■ MATERIAL SHOWN
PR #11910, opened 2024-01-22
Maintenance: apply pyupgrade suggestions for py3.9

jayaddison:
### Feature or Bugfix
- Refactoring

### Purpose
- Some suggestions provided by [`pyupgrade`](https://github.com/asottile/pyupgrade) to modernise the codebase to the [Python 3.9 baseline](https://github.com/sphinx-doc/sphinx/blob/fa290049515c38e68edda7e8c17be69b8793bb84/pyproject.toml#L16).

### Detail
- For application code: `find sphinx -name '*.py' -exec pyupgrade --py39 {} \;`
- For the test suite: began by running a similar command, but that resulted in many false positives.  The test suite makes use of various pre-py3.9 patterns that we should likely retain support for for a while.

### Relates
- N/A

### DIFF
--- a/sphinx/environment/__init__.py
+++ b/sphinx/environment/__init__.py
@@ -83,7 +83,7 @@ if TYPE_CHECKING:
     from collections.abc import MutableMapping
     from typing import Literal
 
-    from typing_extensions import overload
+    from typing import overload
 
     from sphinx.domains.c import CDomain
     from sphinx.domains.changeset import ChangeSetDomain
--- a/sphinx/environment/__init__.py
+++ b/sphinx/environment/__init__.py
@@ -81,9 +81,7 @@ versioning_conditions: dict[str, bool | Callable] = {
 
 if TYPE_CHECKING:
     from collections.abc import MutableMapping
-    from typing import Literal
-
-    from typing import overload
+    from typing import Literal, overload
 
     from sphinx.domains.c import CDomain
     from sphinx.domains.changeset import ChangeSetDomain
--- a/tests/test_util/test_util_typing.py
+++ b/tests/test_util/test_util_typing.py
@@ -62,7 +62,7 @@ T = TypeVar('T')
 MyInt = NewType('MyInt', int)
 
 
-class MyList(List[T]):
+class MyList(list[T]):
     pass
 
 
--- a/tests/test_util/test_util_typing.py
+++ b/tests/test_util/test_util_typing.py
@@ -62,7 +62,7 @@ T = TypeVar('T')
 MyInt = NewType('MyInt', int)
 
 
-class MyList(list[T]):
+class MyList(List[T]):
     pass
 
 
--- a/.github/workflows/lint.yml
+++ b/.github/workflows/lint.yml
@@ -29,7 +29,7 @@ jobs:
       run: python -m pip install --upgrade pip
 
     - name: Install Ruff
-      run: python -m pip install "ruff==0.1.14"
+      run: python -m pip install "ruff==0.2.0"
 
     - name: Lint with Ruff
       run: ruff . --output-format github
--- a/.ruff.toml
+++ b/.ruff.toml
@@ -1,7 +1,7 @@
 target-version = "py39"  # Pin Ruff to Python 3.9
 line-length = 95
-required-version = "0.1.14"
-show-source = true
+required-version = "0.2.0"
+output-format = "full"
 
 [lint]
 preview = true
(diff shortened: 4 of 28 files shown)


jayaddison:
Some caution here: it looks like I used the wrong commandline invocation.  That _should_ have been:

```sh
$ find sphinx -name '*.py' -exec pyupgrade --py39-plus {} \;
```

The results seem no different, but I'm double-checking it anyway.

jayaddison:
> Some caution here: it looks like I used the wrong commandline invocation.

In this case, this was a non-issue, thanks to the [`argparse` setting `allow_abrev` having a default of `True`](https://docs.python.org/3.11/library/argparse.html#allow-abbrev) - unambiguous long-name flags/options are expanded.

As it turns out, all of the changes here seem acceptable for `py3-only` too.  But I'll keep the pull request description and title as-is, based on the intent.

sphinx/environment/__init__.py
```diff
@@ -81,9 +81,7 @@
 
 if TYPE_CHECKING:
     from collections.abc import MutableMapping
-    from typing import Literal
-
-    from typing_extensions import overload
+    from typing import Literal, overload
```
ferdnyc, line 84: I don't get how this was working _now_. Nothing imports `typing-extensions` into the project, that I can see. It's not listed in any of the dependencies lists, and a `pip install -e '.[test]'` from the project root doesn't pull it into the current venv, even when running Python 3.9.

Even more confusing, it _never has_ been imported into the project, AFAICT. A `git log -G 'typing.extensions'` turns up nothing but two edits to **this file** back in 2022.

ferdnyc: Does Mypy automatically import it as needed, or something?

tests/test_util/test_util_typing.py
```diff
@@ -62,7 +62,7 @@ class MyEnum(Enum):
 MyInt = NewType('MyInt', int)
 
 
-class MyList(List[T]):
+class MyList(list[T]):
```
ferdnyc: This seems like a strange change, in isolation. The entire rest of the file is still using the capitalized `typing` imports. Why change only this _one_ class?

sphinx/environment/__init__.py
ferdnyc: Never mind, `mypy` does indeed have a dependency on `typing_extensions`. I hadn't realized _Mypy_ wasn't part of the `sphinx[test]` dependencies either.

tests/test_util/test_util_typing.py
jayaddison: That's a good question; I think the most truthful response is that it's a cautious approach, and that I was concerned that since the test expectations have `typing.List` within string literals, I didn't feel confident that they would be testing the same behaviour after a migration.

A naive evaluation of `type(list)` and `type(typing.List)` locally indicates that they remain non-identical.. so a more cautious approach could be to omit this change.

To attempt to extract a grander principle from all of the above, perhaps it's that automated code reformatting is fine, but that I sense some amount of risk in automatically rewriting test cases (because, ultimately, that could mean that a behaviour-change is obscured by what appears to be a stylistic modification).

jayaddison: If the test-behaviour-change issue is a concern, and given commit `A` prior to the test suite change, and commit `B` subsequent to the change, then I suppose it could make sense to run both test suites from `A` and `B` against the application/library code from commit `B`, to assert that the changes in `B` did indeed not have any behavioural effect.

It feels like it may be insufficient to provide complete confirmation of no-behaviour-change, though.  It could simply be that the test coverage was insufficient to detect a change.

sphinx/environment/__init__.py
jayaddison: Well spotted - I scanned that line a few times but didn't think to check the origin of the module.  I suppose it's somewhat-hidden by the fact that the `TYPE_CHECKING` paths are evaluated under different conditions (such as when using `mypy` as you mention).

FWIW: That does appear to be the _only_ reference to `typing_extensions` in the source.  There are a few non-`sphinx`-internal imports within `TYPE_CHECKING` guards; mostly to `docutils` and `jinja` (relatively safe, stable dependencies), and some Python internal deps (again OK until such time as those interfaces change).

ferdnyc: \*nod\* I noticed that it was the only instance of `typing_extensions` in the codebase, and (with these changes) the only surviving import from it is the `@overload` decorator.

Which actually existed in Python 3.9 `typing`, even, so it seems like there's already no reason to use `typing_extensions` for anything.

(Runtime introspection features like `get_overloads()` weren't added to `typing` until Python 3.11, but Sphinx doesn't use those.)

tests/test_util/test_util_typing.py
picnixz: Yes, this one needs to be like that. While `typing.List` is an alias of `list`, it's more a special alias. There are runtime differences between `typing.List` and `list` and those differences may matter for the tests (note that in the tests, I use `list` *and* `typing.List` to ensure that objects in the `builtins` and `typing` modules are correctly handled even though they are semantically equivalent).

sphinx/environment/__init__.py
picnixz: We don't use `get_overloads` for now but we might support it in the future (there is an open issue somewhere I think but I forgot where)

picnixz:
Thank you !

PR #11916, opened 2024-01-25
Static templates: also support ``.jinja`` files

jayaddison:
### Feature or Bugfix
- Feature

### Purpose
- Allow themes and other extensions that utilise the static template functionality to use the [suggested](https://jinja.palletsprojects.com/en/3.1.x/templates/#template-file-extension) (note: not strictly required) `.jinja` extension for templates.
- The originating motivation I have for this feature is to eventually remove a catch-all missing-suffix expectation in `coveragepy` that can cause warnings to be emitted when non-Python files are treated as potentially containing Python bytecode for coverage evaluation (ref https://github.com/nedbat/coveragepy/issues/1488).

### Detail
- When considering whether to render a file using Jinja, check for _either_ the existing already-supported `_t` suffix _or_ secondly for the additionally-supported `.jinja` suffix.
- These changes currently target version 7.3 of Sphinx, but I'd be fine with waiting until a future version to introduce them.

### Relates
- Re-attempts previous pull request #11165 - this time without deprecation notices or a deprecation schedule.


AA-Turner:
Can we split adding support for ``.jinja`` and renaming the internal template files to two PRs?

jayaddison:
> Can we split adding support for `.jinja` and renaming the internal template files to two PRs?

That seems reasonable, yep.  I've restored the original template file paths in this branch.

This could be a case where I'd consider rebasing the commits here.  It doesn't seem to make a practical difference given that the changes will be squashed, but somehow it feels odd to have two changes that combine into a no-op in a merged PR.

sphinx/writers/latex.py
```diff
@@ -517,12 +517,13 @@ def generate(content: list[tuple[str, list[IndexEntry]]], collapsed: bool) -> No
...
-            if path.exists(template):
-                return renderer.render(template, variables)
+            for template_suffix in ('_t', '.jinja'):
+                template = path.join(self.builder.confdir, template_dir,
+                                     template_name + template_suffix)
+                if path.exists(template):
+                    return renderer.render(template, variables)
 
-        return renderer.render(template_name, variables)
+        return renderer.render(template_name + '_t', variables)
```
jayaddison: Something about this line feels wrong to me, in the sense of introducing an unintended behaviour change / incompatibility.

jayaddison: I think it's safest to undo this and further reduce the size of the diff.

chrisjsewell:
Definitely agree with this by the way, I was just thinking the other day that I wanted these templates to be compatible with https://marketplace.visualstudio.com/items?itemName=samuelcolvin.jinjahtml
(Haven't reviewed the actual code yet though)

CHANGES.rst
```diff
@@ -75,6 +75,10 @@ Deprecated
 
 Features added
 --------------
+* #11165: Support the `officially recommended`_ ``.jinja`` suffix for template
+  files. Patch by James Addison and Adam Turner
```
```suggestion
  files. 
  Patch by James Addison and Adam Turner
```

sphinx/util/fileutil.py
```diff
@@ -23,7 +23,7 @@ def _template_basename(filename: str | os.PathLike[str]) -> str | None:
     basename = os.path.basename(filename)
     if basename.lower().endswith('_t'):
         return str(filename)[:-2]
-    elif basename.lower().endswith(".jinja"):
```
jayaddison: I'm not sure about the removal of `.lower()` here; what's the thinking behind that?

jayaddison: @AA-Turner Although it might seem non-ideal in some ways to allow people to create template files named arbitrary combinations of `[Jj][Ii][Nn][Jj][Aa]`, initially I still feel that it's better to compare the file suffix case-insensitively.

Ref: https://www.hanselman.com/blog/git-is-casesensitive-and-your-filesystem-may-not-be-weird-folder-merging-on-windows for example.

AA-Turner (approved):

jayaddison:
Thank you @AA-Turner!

■ REQUIRED WORK
Your task is to return each line of the data above that contains the string "github".

■ SOLUTION FOR THIS EXERCISE
- Some suggestions provided by [`pyupgrade`](https://github.com/asottile/pyupgrade) to modernise the codebase to the [Python 3.9 baseline](https://github.com/sphinx-doc/sphinx/blob/fa290049515c38e68edda7e8c17be69b8793bb84/pyproject.toml#L16).
--- a/.github/workflows/lint.yml
+++ b/.github/workflows/lint.yml
       run: ruff . --output-format github
- The originating motivation I have for this feature is to eventually remove a catch-all missing-suffix expectation in `coveragepy` that can cause warnings to be emitted when non-Python files are treated as potentially containing Python bytecode for coverage evaluation (ref https://github.com/nedbat/coveragepy/issues/1488).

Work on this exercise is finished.